I have never charged for any pattern/recipe I've created...so I apologize when I've missed correcting a typo or some wording that someone didn't understand....I guess it's true, you get what you pay for!?!?


----------



## Billykins (Jun 6, 2012)

What I have noticed is that years ago if you purchased a pattern say a sweater it would go from a child to an adult - now no chance. Haven't the pattern makers realised that so many are now free. I will not purchase a pattern unless there is no other way. I am not mean, just watch the pennies.


----------



## Obsessed (Jan 22, 2012)

Debi55 said:


> I actually sent a message to a pattern supplier stating that with the availability of free patterns, I cannot justify paying $5+ for a pattern. Yarn is always included when displaying a pattern, so why can't yarn makers kick in some money/sponsor for the patterns....We will obviously need yarn to make the pattern!


Check out the Lion Brand website for tons of free patterns!


----------



## Shylinn (Mar 19, 2014)

What has not been mentioned is the additional hours of follow up work that these pattern developers take on when the answer all the questions we have about the patterns they post. During the time I have been a member of KP, I frequently see you guys saying "just contact the designer, they will help you". That means that there is a significant amount of time that goes into the care and feeding of your baby once it is out in the marketplace.


----------



## MaryanneW (Jun 5, 2011)

patocenizo said:


> This year I took a two day course on how to design your own lace shawl or what ever. Have you ever seen how much work goes into the designing of these patterns? I have emailed designers and know how hard they work to produce these designs, then they do their test knitting and figure out yardage, weights and whatnot to then sell their creations. I don't begrudge them because after my two days of hard work ( 12 hours total) learning how to place stitches etc., I have decided not to go there but to pay the price and just be enjoy knitting and to...follow the pattern. That's just my two cents worth.


I agree...we have to consider the artist's time and expertise. I do not mind paying under for a pattern I really like.


----------



## knitnanny (Feb 28, 2012)

You are paying for the designers work and talent, not the paper or printing....it takes a lot of work to design and then write out patterns.


----------



## wurzel (Aug 6, 2012)

It is not just patterns - everything goes up. The cost of the paper and printing has to be taken into account. If I want a specific pattern, I buy it. Older patterns are easy to adapt - I am still using some that were my Mum`s, and she passed away in 1973. Just slightly alter to a modern look
Happy knitting everyone.


----------



## Deeknits (Apr 28, 2011)

johannecw said:


> I have paid money for patterns from Gypsycream (Pat) and Stevieland (Dee), for example. When I have had a question and emailed them, they took time from their workday to answer me. I am happy to pay for their patterns because I am paying for the time that went into the creation of the pattern and the time they help me. If we want to continue to have quality designs, we need to realize that the time of the designer is valuable! Remember that these designs have been tested out and rarely have any errors in them by the time they get to us!

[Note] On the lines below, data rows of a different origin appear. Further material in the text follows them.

PR #93, opened 2016-09-27
Add DocumentStore

### LINKED ISSUE #56: DocumentStore
Add a new datastore to orbit-db: Document Store. 

Original discussion here: https://github.com/haadcode/orbit-db/issues/35

shamb0t:
DocumentStore to retrieve docs by string contained in title
closes #56

### DIFF
--- a/package.json
+++ b/package.json
@@ -18,7 +18,8 @@
     "orbit-db-eventstore": "0.1.5",
     "orbit-db-feedstore": "0.1.4",
     "orbit-db-kvstore": "0.1.3",
-    "orbit-db-pubsub": "0.0.4"
+    "orbit-db-pubsub": "0.0.4",
+    "orbit-db-docstore": "0.0.7"
   },
   "devDependencies": {
     "asyncawait": "^1.0.6",
--- a/src/OrbitDB.js
+++ b/src/OrbitDB.js
@@ -5,6 +5,7 @@ const EventStore    = require('orbit-db-eventstore')
 const FeedStore     = require('orbit-db-feedstore')
 const KeyValueStore = require('orbit-db-kvstore')
 const CounterStore  = require('orbit-db-counterstore')
+const DocumentStore = require('orbit-db-docstore')
 const Pubsub        = require('orbit-db-pubsub')
 const Cache         = require('./Cache')
 
@@ -35,6 +36,10 @@ class OrbitDB {
 
   counter(dbname, options) {
     return this._createStore(CounterStore, dbname, options)
+  }
+
+  docstore(dbname, options) {
+    return this._createStore(DocumentStore, dbname, options)
   }
 
   disconnect() {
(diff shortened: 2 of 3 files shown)


haadcode:
Sorry @shamb0t I haven't had time yet to look at this. Will do so this week, promise! :)

shamb0t:
@haadcode tyt! :)

haadcode:
OK, took a look. Generally it's exactly what we want, good job! :+1:

Would you want to add the possibility to define the key you index by? Something like:
```javascript
constructor(ipfs, id, dbname, options) {
...
this.options.indexByKey = options.indexBy // options = { indexBy: '_id' }, ie. use the _id field of the doc in put(doc) as the key to index by.
...
}

  put(doc) {
    return this._addOperation({
      op: 'PUT',
      key: doc[this.options.indexBy],
      value: doc,
      meta: {
        ts: new Date().getTime()
      }
    });
  }
```

haadcode:
Another cool option we should add is the possibility to use a mapper (a map function) to query the documents. See https://pouchdb.com/guides/queries.html, they have very good documentation. The idea is that the consumer can provide a function through which the documents are filtered when queried.

So in our case, we could add a new method to the Store called `query(mapper)` that would be then called with `store.query((doc) => doc.someField === 17)`. This passes the function to the store and inside `query(doc)` method, we can do:
```javascript
query(mapper) {
    return Object.keys(this._index._index)
      .map((e) => this._index.get(e)) // get all documents in the index
      .filter((e) => mapper(e)) // e is the document, run it through mapper (which returns `doc.someField === 17` true|false
}
```

Does that make sense?

This is not an optimized solution but would get us started to test it and figure out the exact API. If you have any ideas for the naming/API convention, feel free to use better names for the functions and params.

shamb0t:
@haadcode updated the pr!

It currently indexes by '_id' if no index key is specified

haadcode:
The package that this PR will add is here: https://github.com/shamb0t/orbit-db-docstore

(for my own convenience, always forget that it's a separate repo :))

haadcode:
@shamb0t Looks good! Could you provide an example usage of the query/mapper in the README? 

I think otherwise this is good to merge code-wise.

I'll need to test this before I can merge it in and I don't have the bandwidth this week unfortunately (greetings from Toronto!). What would make it easier and quicker, would be to write tests but they're definitely NOT required. It's just that I want to make sure that this works as expected after it's merged and right now I have to do it manually. If you do want to write tests, and by all means you can say no, you could do that directly in orbit-db (that's where I test the other stores), but my plan is to move the tests of the individual stores to their respective repos eventually.

Great work so far! Looking forward to have a document store in orbit-db :) Thanks @shamb0t.

shamb0t:
@haadcode added some tests!

haadcode:
Excellent! Can you take a look at https://circleci.com/gh/haadcode/orbit-db/495?utm_campaign=vcs-integration-link&utm_medium=referral&utm_source=github-build-link and see why it errors?

shamb0t:
Yea I messed up the rebase with the mocha update...should be good now!

haadcode:
Fantastic! Great work @shamb0t, this all looks beautiful :)

Going to merge right now. Thank you so much for implementing this!

PR #112, opened 2016-10-20
feat: use localstorage for caching

dignifiedquire:
@haadcode  :)


src/Cache.js
```diff
@@ -1,55 +1,38 @@
...
-        resolve()
-      }
-    })
-  }
+let store = typeof window !== 'undefined' && window.localStorage
+
+if (!store) {
+  const LocalStorage = require('node-localstorage').LocalStorage
+  store = new LocalStorage('./scratch')
+}
```
haadcode: We should be able to define the path where the data is saved. 

Perhaps a solution here would be to create the instance in loadCache() and use filePath - (filename.ext) as the data directory, and filename.ext as the key?

haadcode: Or pass the data path as a param in loadCache()

dignifiedquire: sure, do you want to be it different to the `cacheFile` or should I just reuse that?

haadcode: Re-use `cacheFile` param I guess. loadCache(cacheFile) should be the full path of the file. from there, you can separate the file and path from `cacheFile`. loadCache should be only called once before cache is ready to use (ie. don't have to pass the cache file path to get/set) . Does that make sense?

dignifiedquire:
@haadcode updated, but the tests are failing now. It seems the reason is that there is always a cachefile defined and something in the tests doesn't get cleaned up properly. Could you take a look please?

haadcode:
As discussed, let's not use local storage but stick to the previous solution or use blob-stores. Closing this one @dignifiedquire.

PR #146, opened 2016-11-26
Fixup makefile

Kubuxu:
This makes it safe it `make` is run with -j X.

It was derp on my side as I had MAKEFLAGS set.


haadcode:
Thanks @Kubuxu! 👍

PR #225, opened 2017-07-17
Fix docstore function links

atfornes:
Fix empty links in docstore functions


haadcode:
This is great, thank you for fixing (writing) the links!

PR #247, opened 2017-11-20
Use js-ipfs@0.27.0

haadcode:


haadcode:
Moved to https://github.com/orbitdb/orbit-db/pull/247

PR #262, opened 2017-12-02
Fix replication starting from wrong heads

### LINKED ISSUE #258: Can't replicate different, multiple databases (event concurrency bug?)
This is an issue I have while trying to replicate two different dbs (in my case a keyvalue and a feed):

```javascript
async function replicateFeed(address) {
    const feedDb = await orbitdb.feed(address)
    feedDb.events.on('replicated', () => console.log('feed replicated)', address)
    feedDb.events.on('replicate', () => console.log('feed replicate)', address)
    feedDb.events.on('replicate.progress', console.log('feed progress)', address)
}

async function replicateKvalue(address) {
    const feedDb = await orbitdb.keyvalue(address)
    feedDb.events.on('replicated', () => console.log('keyvalue replicated)', address)
    feedDb.events.on('replicate', () => console.log('keyvalue replicate)', address)
    feedDb.events.on('replicate.progress', console.log('keyvalue progress)', address)
}

await replicateKvalue(addressOfKvalue)
await replicateFeed(addressOfFeed)
```

If I run the above code, ~I get only the feed events. If I invert the bottom two lines, I get only the keyvalue events~ I get only the feed callback. The events, however, are sometimes the feed events and sometimes the keyvalue ones (ie, 50% of the time I get all the feeds and 50% all the keyvalues, despite the callbacks being called being only the feed one). If I invert the lines, vice versa.

Note that `replicateKvalue` and `replicateFeed` are **not** running concurrently: I `await` for each before running the other. What runs concurrently is the replication in the background. For some reason, only the last replication events seem to "win", but the updates are random. Looks like event rewriting?

In my case, waiting for replication serially (ie calling `replicateFeed` in the feed's `replicated` event handler) is not an option: I'm trying to write the "Twitter" demo and I'm doing these two replications for each followed user: If user are many, waiting serially for each of their databases and then waiting serially for each one of the users will take a lot of time.

haadcode:
This PR will fix the bug where replication starts from wrong heads when multiple databases are in use at once.

Use ipfs-pubsub-room branch with a fix for the wrong heads
Add a test tocheck that the automatic replication receives the right heads
Add more logging

Closes #258


cristiano-belloni:
Thanks, @haadcode, will try that asap (I'm out all day)

PR #279, opened 2017-12-11
Replication fixes

haadcode:
This PR will:
- Fix replication issues
- Add tests to make sure a database can be saved and loaded multiple times in a row
- Add a test to make sure the correct replication progress is emitted
- Add mem-store for faster development testing
- Improve tests
- Improve logging
- Fix replication benchmark
- Update packages and build


haadcode:
Closes #285

PR #282, opened 2017-12-13
Fix browser build

### LINKED ISSUE #280: TypeError: exists is not a function
Hi,
It seems that in 'orbit-db-cache' you require 'level', which in turn requires 'node-bindings'. 
'node-bindings' has a bug and returns the above error in a clean orbit-db install.

Luckily it seems they fixed it: https://github.com/TooTallNate/node-bindings/pull/20 + https://github.com/Level/level/issues/34

It might be just a matter of updating the version of `level`? Right now, installing `orbit-db` and importing it dies.

### LINKED ISSUE #285: Unable to replicate a db from its address (Chrome, orbit-db@0.18.10, ipfs@0.27.4)
Hi,

In one instance of my app I have a user creating a feed and sharing the feed's address.
In another instance (another browser), I have a user importing the address manually and trying to replicate the feed. The issue I'm experiencing at the moment is that the feed is never replicated and waits indefinitely:

    // This never returns
    const feedDb = await orbitdb.feed(address)

Please note that I'm trying this with `orbit-db@0.18.10`, because of https://github.com/orbitdb/orbit-db/issues/280, on Chrome. If it's a known bug that should disappear with a newest version, I'll just wait for #280 to be closed.

Also note that I *was* able to replicate databases with the same code. The last version I had working was `orbit-db@0.18.3`.

haadcode:
This PR will:
- Add a build for browsers to include with `import OrbitDB from 'orbit-db'`
- Add a webpack config file to build ^ without `leveldown` (LevelDB)
- Set package.json's `browser` field to `dist/orbit.js` built with ^
- Clean up webpack config files and remove all obsolete settings
- Pull in a fix from orbit-db-cache

Closes #280
Closes #285


haadcode:
Will merge this soon, update the changelog and release as 0.19.0 before midnight today :)

cristiano-belloni:
Thanks! Still travelling, but will try as soon as I come back home :)

PR #304, opened 2018-01-03
Change "the only" to "only the".

lufte:


haadcode:
Thank @lufte, good catch! 👍 😄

Agree! And don't forget alot of these designers have 'regular' jobs. They still have all the normal things to get done every day before they can sit down and work on their designs. Then add the time they spend on emails and PM's answering the multitude of questions they get, or even just answering the 'Thank You' emails. Those few hours in the evenings they thought could be spent working on the design has now been used for customer service....all which is equally important.


----------



## patocenizo (Jun 24, 2011)

Or the KAL's that they "host" for all of us to join in!!


Shylinn said:


> What has not been mentioned is the additional hours of follow up work that these pattern developers take on when the answer all the questions we have about the patterns they post. During the time I have been a member of KP, I frequently see you guys saying "just contact the designer, they will help you". That means that there is a significant amount of time that goes into the care and feeding of your baby once it is out in the marketplace.


----------



## patocenizo (Jun 24, 2011)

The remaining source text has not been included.